European Ars Nova

European Ars Nova, ERC Advanced Grant 2017, Multilingual Poetry and Polyphonic Song in the Late Middle Ages

Dante Alighieri in Italia, e un secolo dopo Eustache Deschamps in Francia, descrivono la poesia lirica come musica in se stessa, come testo dotato di una propria armonia proporzionale, cantus per Dante, musique naturele per Deschamps, e precisano che il testo lirico è strutturato in modo che possa ricevere un’intonazione musicale (sonus, nota, melos, oda per Dante; musique artificiele per Deschamps): ‘ogni stanza è armonizzata per ricevere un certo tipo di melodia’ (De vulgari eloquentia); ‘verosimilmente le canzoni naturali sono abbellite dalla melodia della musica artificiale’ (Art de dictier).
Tra la fine del Duecento e gli inizi del Trecento, la poesia lirica in volgare incontra la polifonia. Alcuni testi vengono intonati adottando il sistema di notazione della musica mensurabilis, che assegna valori certi di durata ai suoni. Nei primi decenni del Trecento, la musica mensurabilis si rinnova, si ammette la divisione binaria dell’unità di misura del tempo accanto alla divisione ternaria, e la possibilità di rappresentare valori brevissimi. Il nuovo sistema di notazione, definito ars nova, corrisponde all’esigenza di scrivere una musica ritmicamente più complessa.
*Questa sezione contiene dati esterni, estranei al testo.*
PR #26937, opened 2024-11-23
[new release] elpi (2.0.2)

gares:

##### CHANGES:

Requires Menhir 20211230 and OCaml 4.13 or above.

- Really fix tests on 32 bits systems

### DIFF
--- a/packages/elpi/elpi.2.0.2/opam
+++ b/packages/elpi/elpi.2.0.2/opam
@@ -1,0 +1,90 @@
+opam-version: "2.0"
+maintainer: "Enrico Tassi <enrico.tassi@inria.fr>"
+authors: [ "Claudio Sacerdoti Coen" "Enrico Tassi" ]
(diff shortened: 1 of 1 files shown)


gares:
I managed to solve the "thread create" issue that affected previous versions (it was a dune problem with a large stack).

I also managed to fix the test suite on 32 bit systems.

I have no clue what is wrong with the two failing jobs, but IMHO the package can be merged.

gares:
Btw, if you think the failures are important, I'm fine disabling the package on 32bit + 5.2, but I'm not sure I know opam's syntax well enough for doing so. Suggestions are welcome.

shonfeder:
Thanks for the updates, and for helping analyze the CI issues. These are test failures on those platforms, rather than build failures, so it is not as if the package cannot be installed or used there.

I think its fine to merge as is.

gares:
Thanks

PR #26943, opened 2024-11-24
Package checked_oint.0.4.0

hirrolot:
### `checked_oint.0.4.0`
An OCaml library for checked integer arithmetic

---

La complessità della polifonia dell’Ars Nova, la sua ornamentazione melodica, le sue elaborate soluzioni ritmiche, possono offuscare la distinta comprensione delle parole. Ascoltando le composizioni dell’Ars Nova su testo poetico di nuova invenzione, l’orecchio non è sempre in grado di percepirne pienamente il senso. Nelle composizioni politestuali, in cui alle diverse voci corrispondono testi diversi cantati simultaneamente, l’offuscamento del testo poetico raggiunge l’apice. Questa forma di convivenza di poesia e musica, in cui la musica sembra sovrastare la poesia, ha generato nella nostra percezione l’idea che la parola sia subordinata alla musica, e di conseguenza che i testi intonati dai polifonisti dell’Ars Nova costituiscano un repertorio secondario e trascurabile, e non la necessaria premessa formale e tematica della composizione musicale. Ma in realtà, molti di questi testi poetici rivelano un raffinato simbolismo e un ricercato virtuosismo tecnico, che smentiscono la corrente valutazione storico-critica.
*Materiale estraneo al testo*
PR #26947, opened 2024-11-25
add ocaml-src 5.2.1

hannesm:
//cc @Octachron @shym @reynir

I tried to find the ocaml-src release instructions in the ocaml/ocaml repository, but couldn't.

The gist is, as discussed with @shym, that an empty META file is sufficient for `ocamlfind query` purposes. So, in this opam file we execute `touch META`.

### DIFF
--- a/packages/ocaml-src/ocaml-src.5.2.1/opam
+++ b/packages/ocaml-src/ocaml-src.5.2.1/opam
@@ -1,0 +1,15 @@
+opam-version: "2.0"
+maintainer: "opam-devel@lists.ocaml.org"
+license: "LGPL-2.1-or-later WITH OCaml-LGPL-linking-exception"
+authors: "OCaml contributors"
+homepage: "http://ocaml.org/"
+build: [ "touch" "META" ]
+install: ["cp" "-r" "." "%{lib}%/ocaml-src"]
+synopsis: "Compiler sources"
+depends: [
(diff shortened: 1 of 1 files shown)


Octachron:
Thanks a lot for taking care of this package! If creating an empty META file is good enough for ocamlfind, this looks like a clear improvement to me.

shym:
What I tried to do is to look at all the packages that depend on `ocaml-src` and see whether, and how, they use the ocamlfind `META` file. I may have looked a bit too fast but the only usage I saw was indeed just to locate the directory, in which case an empty file is enough.

For the curious, quite a few packages come with empty `META` files, so this is probably often good enough. For instance, for `menhir` I get:
```bash
$ ocamlfind query -l menhir
package:     menhir
description: [n/a]
version:     [unspecified]
archive(s):
linkopts:
location:    $OPAM_SWITCH_PREFIX/lib/menhir
```

mseri:
Thanks

avsm:
This is a divergence from the other `ocaml-src` packages; should we just adopt the same empty META file convention for all of them to avoid potential heisenbugs in the future?

hannesm:
@avsm I opened https://github.com/ocaml/opam-repository/pull/26972 to synchronize the other ocaml-src packages with this change (empty META file).

hannesm:
anything needed from my site to merge now that there's a consider-for-merge label?

PR #26950, opened 2024-11-25
Cohttp6 upper bounds

avsm:
revdep failures for #26925


mseri:
The linter is fine, there is one lower bound issue that we can investigate separately

avsm:
Thanks for the review! I fixed the graphql lower bound and merged to make progress with cohttp 6.0.0

Issue #631, opened 2013-12-06
Timestamps across the web site / make format user selectable


woodpeck:
This is a feature request for user-selectable date/time styles across the web site. A detailed explanation follows below.

For a long time we've been using vague timestamps like "about 5 years ago" in several places in the UI. - I see where the motivation comes from (less clutter, nicer on the eye, easier to translate, no time zone issues) but I've always hated it.

The reason is that more often than not, I was using the web site to investigate something. Was a certain edit _before_ or _after_ a certain other edit? Did they make that change _after_ I sent them the message? Was this account created before or after I blocked that other account? Was the block they got a reason for the edit, or was the edit the reason for the block? And so on. Precise time stamps make this kind of work much easier, especially if you're looking at a time ranger where everything is "about one year ago".

With the recent UI change, these imprecise time stamps are used in even more places, occasionally augmented by a hover facility that will show a precise time stamp. In this trac ticket https://trac.openstreetmap.org/ticket/5045 the issue has been discussed, and the complainant has made available a hack that would allow people to have precise time stamps at least where the hover code is enabled. 

So far, so good, and you'll say that my use case is niche and anyway I could build tools for myself to find out what I need to know. BUT, and I say this from my DWG background: Going forward, we will need more "ordinary users" taking stewardship if data, investigating strange edits and wrongdoings, reporting or flagging bad ones, even dealing with them themselves. The "niche" that DWG currently occupies will have to widen in the future, with more and more people looking at the finer details of what is going on in OSM. 

While "5 hours ago" is nice for the casually browsing user, it makes life harder for those who actually want to do some sleuthing, and we don't want to make it harder for them.

Yes it would be terrific if we could have a second web site that was specifically aimed at experts but we won't any time soon. So in the mean time it would be great if the needs of more analytically inclined users were kept in mind when changing things. It would be great if, in their profile settings, users could choose whether they want precise timestamps throughout, or the reader-friendly "5 hours ago" variant.

SomeoneElseOSM:
(re the comments above about tooltips) they don't appear everywhere.  See for example:

http://www.openstreetmap.org/user_blocks/493

HolgerJeromin:
Just another topic are mobile browsers where you have no way to get the exact Information.

polarbearing:
[...]

PR #4361, opened 2023-11-22
Add expansion of time info on touch and mouse activation

HolgerJeromin:
Add touch and mouse interaction of time display.

Initial no change:
image

After touch or mouse focus/selection we have:
image

ref #631
Fixes the "need the exact time info on mobile" in this ticket, but not the "be able to copy the exact time into clipboard" part.

### DIFF
--- a/app/assets/stylesheets/common.scss
+++ b/app/assets/stylesheets/common.scss
@@ -50,9 +50,9 @@ small, aside {
 time[title] {
   text-decoration: underline dotted;
 }
-time[title]:active::after,
-time[title]:focus::after {
-  content: " (" attr(title) ")";
+time[title][datetime]:active::after,
+time[title][datetime]:focus::after {
+  content: " (" attr(datetime) ")";
 }
 
 #container { position: relative; }
--- a/app/assets/stylesheets/common.scss
+++ b/app/assets/stylesheets/common.scss
@@ -50,6 +50,10 @@ small, aside {
 time[title] {
   text-decoration: underline dotted;
 }
+time[title]:active::after,
+time[title]:focus::after {
+  content: " (" attr(title) ")";
+}
 
 #container { position: relative; }
 
--- a/app/assets/stylesheets/common.scss
+++ b/app/assets/stylesheets/common.scss
@@ -53,6 +53,7 @@ time[title] {
 time[title][datetime]:active::after,
 time[title][datetime]:focus::after {
   content: " (" attr(datetime) ")";
+  display: inline-block;
 }
 
 #container { position: relative; }
--- a/app/helpers/application_helper.rb
+++ b/app/helpers/application_helper.rb
@@ -26,11 +26,11 @@ module ApplicationHelper
   end
 
   def friendly_date(date)
-    tag.time(time_ago_in_words(date), :title => l(date, :format => :friendly), :datetime => date.xmlschema)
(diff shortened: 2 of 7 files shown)


tomhughes:
What's the purpose of setting the tabindex? Are there any side effects of that in terms of using keyboard navigation?

In that picture it looks like there is a spurious space between the open parenthesis and the expanded date - if that's true can we get rid of it?

HolgerJeromin:
> What's the purpose of setting the tabindex? Are there any side effects of that in terms of using keyboard navigation?

Without tabindex the action is not "sticky" so the expand is removed again with mouseup and touchend.

> In that picture it looks like there is a spurious space between the open parenthesis and the expanded date - if that's true can we get rid of it?

Yes, this is even encoded in the test (from #4349) if I understand the test:
`assert_match %r{^<time title=" *5 March 2014 at 18:58" datetime="2014-03-05T18:58:23Z">.*</time>$}, date`

It comes from `l(date, :format => :friendly)` where I have no idea which component implements this.
So this is IMO better tackled separately.

HolgerJeromin:
We could also move to the technical datetime, but this is IMO more ugly:
image

gravitystorm:
> It comes from `l(date, :format => :friendly)` where I have no idea which component implements this.

The `:friendly` formats are controlled by our locale files, for example in en.yml there is:

```
en:
  time:
    formats:
      friendly: "%e %B %Y at %H:%M"
```

The format codes are from ruby [strftime](https://docs.ruby-lang.org/en/3.2/strftime_formatting_rdoc.html), where `%e` means "Day of the month, in range (1..31), blank-padded:" and `%-d` would be the same but without the padding.

Note that each locale has its own formatting, e.g. japanese (ja) is `'%Y年%m月%e日 %H:%M'`

tomhughes:
I guess the question is, do we try and fix all the formats, or do we just call `strip` on the result of formatting the date...

app/assets/stylesheets/common.scss
```diff
@@ -50,6 +50,10 @@ small, aside {
 time[title] {
   text-decoration: underline dotted;
 }
+time[title]:active::after,
+time[title]:focus::after {
+  content: " (" attr(title) ")";
```
gravitystorm, line 55: This isn't particularly i18n friendly, because it hard-codes the characters used for parenthesis and adds a space character, which might not be wanted in some languages e.g. japanese etc (I don't know for sure, but that's why we leave this to our translators, who are the experts!).

If you want to show some text that's not a perfect match for the existing title attribute, then it would be better to add the new text as a different attribute, and use the i18n system to construct that new display text.

I'm also concerned about whether this works properly for RTL text, but I haven't assessed that.

Overall, this feels like a "neat hack", but using CSS interactions to inject content into the text doesn't feel to me like a particularly robust method.

HolgerJeromin: The Japanese translated title looks a bit chatty. (I marked my parenthesis.)

image
With datetime this would be:
image

HolgerJeromin:
I moved to datetime which is short enough (because this is only one timestamp) even for changesets
and visually works for `jp` and `ar` (ltr) locales.

I will not implement a more complex solution in a near timeframe. 
As this is interaction-only this is IMHO better that nothing to support touch interaction.
(Perfect is the enemy of good)

HolgerJeromin:
> In the RTL version that you show, it says "09T20:32:14Z-05-2017" which is garbled nonsense.

Oh, I missed that. You are right.
I fixed that problem. At least the solution is now not "very bad" anymore :-D

PR #4366, opened 2023-11-23
Remove unused css for lists inside primary nav on narrow screens

AntonKhorev:
That list inside the primary navigation doesn't exist anymore. The only list there is the edit button dropdown, but it's hidden in small-nav mode.


tomhughes:
Looks good, thanks.

PR #4367, opened 2023-11-24
Disable html share button for tracestracktopo layer

AntonKhorev:
fixes https://github.com/openstreetmap/openstreetmap-website/issues/4273

PR #4368, opened 2023-11-24
Read layers with available map key from config/key.yml

AntonKhorev:
There's a bunch of map layer configuration specified directly in javascript files, and I added more in https://github.com/openstreetmap/openstreetmap-website/pull/4367, the check for a layer name that can't be embedded. But it would be more convenient to have this configuration outside.

Here the map key button checks if the layer is one of `["mapnik", "cyclemap"]` to enable/disable itself, with these layer names directly in js. But we can look into `key.yml`, see which layers have keys and enable the key button based on that.

### DIFF
--- a/app/assets/javascripts/leaflet.key.js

Alla luce di queste considerazioni, la prima linea del progetto intende rivalutare e interpretare il repertorio dei testi poetici dell’Ars Nova (circa 1200, in latino italiano e francese), cercando di capire contestualmente cosa diventa la poesia quando viene assorbita dalla complessa architettura della polifonia, cosa diventa il rapporto tra le due musiche, della parola e dei suoni, quale il suo significato, quale la sua percezione.
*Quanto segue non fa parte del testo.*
PR #4370, opened 2023-11-25
Report changesets

AntonKhorev:
Restores changeset reporting. It was introduced in the [original issues implementation](https://github.com/openstreetmap/openstreetmap-website/pull/1576), but was [removed](https://github.com/openstreetmap/openstreetmap-website/pull/1576/commits/3006ce9713da119ecbe9e0e1f915df53ff1a898f) before it went live. Later it ended up on the 2021 DWG wishlist.

image

This is the original reporting categories. I asked about them a few months ago but nobody cam up with a better list.

image


tomhughes:
Looks great, and definitely something I've been wanting to try and avoid editing problems having to go through me and be redirected to DWG for action.

The only thing I wonder about is the introduction of multi-word report categories like `mechanical_edit` which wind up with things like this:

image

Maybe we should use the actual report category in the database to do a locale lookup to get a nicer string for the UI which would also then be translatable?

gravitystorm:
During the original implementation of reports and issues, this topic was raised by few different people. The main concern was that we should keep the report function focussed on topics where the general community cannot help themselves, e.g. diary spam. That's why changesets was removed from the original PR.

I suspect that adding changeset reporting will mean that a large amount of data problems will no longer be solved by individual community users, since that is usually more work than just reporting the changeset for someone else (i.e. DWG) to handle instead.

Is this something that DWG have discussed recently? Are they, as a whole group, happy for this feature to be added?

tomhughes:
The thing is people already do that - they just report the user instead of the changeset.

woodpeck:
I share gravitystorm's concerns (the DWG doesn't want to be the "please fix the map for me because I cannot be bothered" team) but TomH is also right, currently people will just report the "user" instead and nothing is gained.

So this pull request doesn't make anything worse in my opinion.

In the long run, if we want to keep the "report" function on the web site, we will have to find a way to let the community-at-large deal with certain types of reports. Admins/Moderators could maybe still triage everything that comes in, but there should be a way to say "this is something the community can handle" and then it goes into a queue where everyone, or maybe everyone with more than a thousand edits or something like that, can handle it.
 
(In case this isn't bleedlingly obvious, the reporting system currently doesn't have an easy way to interact with the complainant. There is way to no easy way to close an issue and fire off a friendly message to the user saying "please fix this yourself" or so, instead you have to manually write user-to-user messages and copy them, and any responses received, into the ticket if you want to keep a record. DWG solves this by copying nearly every issue into OTRS and tracking it from there, an option that would not be available to the community-at-large, so if the handling of issues is opened up to a wider group of people, that would also have to be tackled.)

gravitystorm:
> definitely something I've been wanting to try and avoid editing problems having to go through me and be redirected to DWG for action.

One option would be for us to change the default_assigned_role for user reports, so that they go to moderators first (which they do already for "vandal" reports, but not other categories. Would that help reduce the burden on the administrators?

https://github.com/openstreetmap/openstreetmap-website/blob/75042a04a1e2dec2c821de14237a6b4d5a95382a/app/controllers/reports_controller.rb#L57-L69

tomhughes:
Well sure, at the expense of the 90% of user reports that are about spam profiles being delayed and having to be processed by the moderators first.

Now we could leave `spam` as going to administrator though in my experience people seem to pick pretty randomly from the report reasons :-(

PR #4371, opened 2023-11-27
Add transportation map key for opnvkarte

AntonKhorev:
I decided to check how adding a map key would work by adding one for opnvkarte.

At first I wanted to copy the images from the key at https://publictransportmap.org/. They were base64 data uris, <s>so I added the ability to specify image sources directly in `key.yml`</s>, otherwise they are composed as `key/<layer name>/<image name>`. But I ended up making my own images <s>because the already existing i18n strings want to combine light rail and tram</s>.

I only did the transportation section. Now it's possible to see if a line is a bus or a tram. Other things on that map are more obvious.

image

### DIFF
--- a/config/key.yml
+++ b/config/key.yml
@@ -70,11 +70,20 @@ cyclemap:
   - { min_zoom: 14, max_zoom: 19, name: bicycle_parking, image: bicycle_parking.png }
   - { min_zoom: 16, max_zoom: 19, name: toilets, image: toilets.png }
 opnvkarte:
-  - { min_zoom: 6, name: rail, width: 52, height: 4, fill: "#868686" }
-  - { min_zoom: 6, name: train, width: 52, height: 4, fill: "#ffc366" }
+  - { min_zoom: 6, max_zoom: 7, name: rail, width: 52, height: 1, fill: "#868686" }
+  - { min_zoom: 8, max_zoom: 10, name: rail, width: 52, height: 2, fill: "#868686" }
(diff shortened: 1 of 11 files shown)


pnorman:
If the style doesn't combine light rail and tram to one appearance then the key shouldn't. Not all styles will group things the same way.

config/key.yml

Le prime composizioni nello stile dell’Ars Nova, i mottetti del Roman de Fauvel, sono funzionali alla satira politica e prospettano una vocazione militante. Inoltre, molti polifonisti dell’Ars Nova erano chierici o monaci attivi nei principali centri culturali europei, al servizio di alti prelati e signori per i quali la musica aveva anche una funzione di propaganda personale e istituzionale. Eppure, la maggior parte dei testi poetici intonati si colloca nel solco della grande tradizione della poesia d’amore romanza e non ha, almeno apparentemente, nulla a che vedere con la morale e la politica.
Ma quale amore? Lo status sociale dei polifonisti dell’Ars Nova, come anche i loro legami con le istituzioni ecclesiastiche, ci autorizzano a pensare che nella poesia da loro intonata l’amore profano e l’amore sacro (caritas) trovassero una via di conciliazione. Su queste basi, la seconda linea di ricerca del progetto intende verificare in che modo l’ideologia dell’amore cortese di cui questa poesia è intrisa può conciliarsi con lo status dei polifonisti che l’hanno intonata e che in qualche caso ne sono anche autori e se è possibile attribuire a questi testi d’amore un significato morale e politico e una funzione militante.
Le antologie musicali che conservano il repertorio dell’Ars Nova e che costituiscono la parte più importante della tradizione manoscritta sono state allestite in ambiente ecclesiastico tra la fine del XIV secolo e l’inizio del XV, quando le maggiori autorità laiche e religiose perseguivano con ogni mezzo l’obiettivo di risolvere lo Scisma. Si tratta perlopiù di antologie multilingue allestite in Italia o comunque da copisti italiani, che raccolgono composizioni su testi in latino, italiano e francese. Da sempre analizzate per il loro contenuto musicale, le antologie dell’Ars Nova sono il frutto di elaborati progetti editoriali sviluppati e arricchiti nel tempo, e il loro orientamento ideologico non può essere compreso senza tener conto dei testi poetici, tanto più che la poesia dell’Ars Nova è conservata, oltre che dai codici con musica, da un notevole numero di testimoni letterari, in cui figura come parte integrante del repertorio lirico complessivo.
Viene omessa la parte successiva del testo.